I’ve been following the case between MDY and Blizzard pretty closely and certainly have my opinions. There is a lengthy discussion going on over on at Broken Toys and while I chirmped in my $0.02, the commenter Freakazoid had the best take on the discussion:
I cannot possibly find a big enough rolleyes emote for the armchair lawyering going on in here.
And then about 25 comments later, CiscoKid’s Dad chimed in with this insightful commentary:
I could not disagree with you more. I have been an IP lawyer for over 22 years, I rarely play video games, but my kids are big WoW players. I have read both briefs and I personally think Blizzard is up a creek on this one. To me, Blizzard cannot rebut three simple points that MDY eloquently raised in its brief: (1) simply adding a term to a EULA that makes something a violation of the EULA cannot turn a violation of that term into a copyright infringement, (2) if you circumvent a technological measure, the measure has to be protecting someone from infringing an exclusive right under the copyright act (Warden and Scan.dll do not), and (3) there must be some malicious intent to harm Blizzard by MDY (simply wanting to make a profit by using a game that interferes with a contract is not malicious, especially if the person is a competitor). People are allowed to interfere with contracts. They cannot interefere tortiously and my reading of the brief shows that MDY has to have “malice”. Making a piece of software for profit that might harm someone else indirectly is not malicious, especially , as MDY’s brief points out, if that person depends on the interfered party. It happens all the time.

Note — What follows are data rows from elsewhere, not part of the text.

PR #148, opened 2023-03-21
bsp: Allow to change size of the draw buffer

espzav:
After discussion, there should be way, how to change the draw buffer size in bsp. This is the solution.

### DIFF
--- a/esp_wrover_kit/include/bsp/display.h
+++ b/esp_wrover_kit/include/bsp/display.h
@@ -40,6 +40,14 @@ extern "C" {
 #endif
 
 /**
+ * @brief BSP display configuration structure
+ *
+ */
+typedef struct {
+    int max_transfer_sz;    /*!< Maximum transfer size, in bytes. */
+} bsp_display_config_t;
+
+/**
  * @brief Create new display panel
  *
  * For maximum flexibility, this function performs only reset and initialization of the display.
@@ -55,13 +63,14 @@ extern "C" {
  * spi_bus_free(spi_num_from_configuration);
  * \endcode
  *
+ * @param[in]  config    display configuration
  * @param[out] ret_panel esp_lcd panel handle
  * @param[out] ret_io    esp_lcd IO handle
  * @return
- *      - ESP_OK                On success
- *      - Else                  esp_lcd failure
+ *      - ESP_OK         On success
+ *      - Else           esp_lcd failure
  */
-esp_err_t bsp_display_new(esp_lcd_panel_handle_t *ret_panel, esp_lcd_panel_io_handle_t *ret_io);
+esp_err_t bsp_display_new(const bsp_display_config_t *config, esp_lcd_panel_handle_t *ret_panel, esp_lcd_panel_io_handle_t *ret_io);
 
 #ifdef __cplusplus
 }
--- a/esp-box/esp-box.c
+++ b/esp-box/esp-box.c
@@ -188,9 +188,10 @@ esp_err_t bsp_display_backlight_on(void)
     return bsp_display_brightness_set(100);
 }
 
-esp_err_t bsp_display_new(esp_lcd_panel_handle_t *ret_panel, esp_lcd_panel_io_handle_t *ret_io)
+esp_err_t bsp_display_new(const bsp_display_config_t *config, esp_lcd_panel_handle_t *ret_panel, esp_lcd_panel_io_handle_t *ret_io)
 {
     esp_err_t ret = ESP_OK;
+    assert(config != NULL && config->max_transfer_sz > 0);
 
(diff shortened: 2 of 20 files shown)


espzav:
@tore-espressif PTAL

esp-box/include/bsp/esp-box.h
```diff
@@ -274,9 +274,12 @@ esp_err_t bsp_spiffs_unmount(void);
 #define BSP_LCD_PIXEL_CLOCK_HZ     (40 * 1000 * 1000)
 #define BSP_LCD_SPI_NUM            (SPI3_HOST)
 
-#define BSP_LCD_DRAW_BUFF_SIZE     (BSP_LCD_H_RES * 10)
 #define BSP_LCD_DRAW_BUFF_DOUBLE   (0)
 
+#ifndef BSP_LCD_DRAW_BUFF_SIZE
```
igrr, line 279: Just out of curiosity, why is it not a value which is set at run time? We aren't allocating this buffer statically anyway, right? (Or, if making it a compile time setting, why not via a Kconfig option?)

espzav:
> Hello @espzav , so how is the user supposed to configure `BSP_LCD_DRAW_BUFF_SIZE`?

When you define the `BSP_LCD_DRAW_BUFF_SIZE` before the `esp-box.h` hedaer file.

espzav:
> > > Hello @espzav , so how is the user supposed to configure `BSP_LCD_DRAW_BUFF_SIZE`?
> > 
> > 
> > @tore-espressif When you define the `BSP_LCD_DRAW_BUFF_SIZE` before the `esp-box.h` hedaer file.
> 
> Ah, but this way, the definition will never make its way to `esp_box.c`, right? :D

 @tore-espressif yes, you are right. Then, you can define into Cmake :-) I absolutely agree, that this is not good solution. I am sorry. It seems, that we must change API and add it into runtime params :-(

esp-box/include/bsp/esp-box.h
tore-espressif: I am in favor of the first solution -> runtime settings.

The initial API was drafted with an idea of as simple as possible functions, often with no parameters, so the user could just call a few functions to initialize his development board. The requirement has changed now, as we want to ship BSP with various GUI projects. Let's now introduce a breaking change, that will be open for extensions and closed for modifications :)

espzav: @tore-espressif Ok, I am working on it. Thank you

espzav:
@igrr and @tore-espressif I changed it to runtime API. I made it only for one board, please, could you check it and I will copy it to all BSPs after that.

tore-espressif:
> @igrr and @tore-espressif I changed it to runtime API. I made it only for one board, please, could you check it and I will copy it to all BSPs after that.

So the LVGL users that call `bsp_display_start` will not have an option to change the draw buffer size, right?

espzav:
> > @igrr and @tore-espressif I changed it to runtime API. I made it only for one board, please, could you check it and I will copy it to all BSPs after that.
> 
> So the LVGL users that call `bsp_display_start` will not have an option to change the draw buffer size, right?

Yes, that's right. The important is allow to change the transfer size in `bsp_display_new`. Do you think, that we should add it into  `bsp_display_start`?

esp_wrover_kit/include/bsp/display.h
```diff
@@ -55,13 +63,23 @@ extern "C" {
...
+esp_err_t bsp_display_new(bsp_display_config_t *config, esp_lcd_panel_handle_t *ret_panel, esp_lcd_panel_io_handle_t *ret_io);
+
+/**
+ * @brief BSP display default configuration
+ *
  */
-esp_err_t bsp_display_new(esp_lcd_panel_handle_t *ret_panel, esp_lcd_panel_io_handle_t *ret_io);
+#define BSP_DISPLAY_CONFIG()           \
+    {                                       \
+        .max_transfer_sz = BSP_LCD_DRAW_BUFF_SIZE*sizeof(uint16_t), \
```
tore-espressif, line 81: This definition relies on `BSP_LCD_DRAW_BUFF_SIZE`, which is defined in different header file: `esp_wrover_kit.h`

tore-espressif (changes requested):
Only one comment, otherwise LGTM. Let's wait for @igrr

esp_wrover_kit/include/bsp/display.h
espzav: Right, I included header `esp-bsp.h`.

espzav:
@tore-espressif I reworked it. Now it is changed for all boards. PTAL

tore-espressif (approved):
LGTM!

PR #150, opened 2023-03-30
lcd_touch: Add interrupt callback into esp_lcd_touch

espzav:
Improved esp_lcd_touch: Added support for interrupt callback. It can be registered when initializing or later (later is for LVGL port for future use).
This feature was requested by Qt developers (BSP-284).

MDY’s citation to Chamberlain and Storage Tech are right on point because, as MDY points out in its brief, Blizzard is trying to use the copyright laws to police its business model. That’s not what copyright law does. The proper enforcement of a business model is through contracts. The only reason why Blizzard is trying to use copyright is to try to fool the judge into thinking that software is somehow different than if WoW was played as a big MMORPG board game. If WoW were a board game and Blizzard said that if you didn’t play WoW with a WoW hat on while you play the game, would they be able to sue for copyright infringement if someone wasn’t wearing a WoW cap but played the game anyway? I think not. Blizzard relies on Ticketmaster v. RMG which is a horrible decision by a judge who didn’t understand the DMCA and it has no controlling effect on the matter since it is a California district court case.
In my opinion, if MDY loses this case, it would shock me.
Uh.. I think I’d like to take back my earlier statements that I think Blizzard is going to win this one. In my own armchair lawyering, I deduced that the motive for the harm MDY causes Blizzard is astoundingly obvious – profit. However, as CiscoKid’s dad points out – simply wanting to make a profit is not the malicious motive required to constitute as tortious interference. Quite the contrary, MDY’s product is inherently dependent upon the success of Blizzard’s game and even advertises other sites where their customers can purchase WoW licenses and game cards. Without WoW subscribers, there would be no Glider subscribers.
In other words, MDY has no contractual obligations to obey Blizzard’s EULA agreement. That contract agreement is only made between the subscriber and Blizzard. As a third party, MDY is not subject to the terms of that contract and the burden is on Blizzard to prove malicious intent to intefere with the contract. This means that while Blizzard has a very clear case against subscribers who break the EULA contract, they have no reasonable legal recourse to pursue MDY for the contractual violations caused by Glider customers.
If that interpretation is correct, then the only avenue left for Blizzard is to pursue copyright infringement. And as I pointed out in my previous post, the result of that decision could have much more sweeping ramifications than just a video game. I’m certainly no lawyer, but I do take an interest in IP laws and I am certainly very opinionated about how our laws should work. In practice, they may work very differently because of legalese, but that doesn’t mean I can’t express my opinion about what is right and wrong.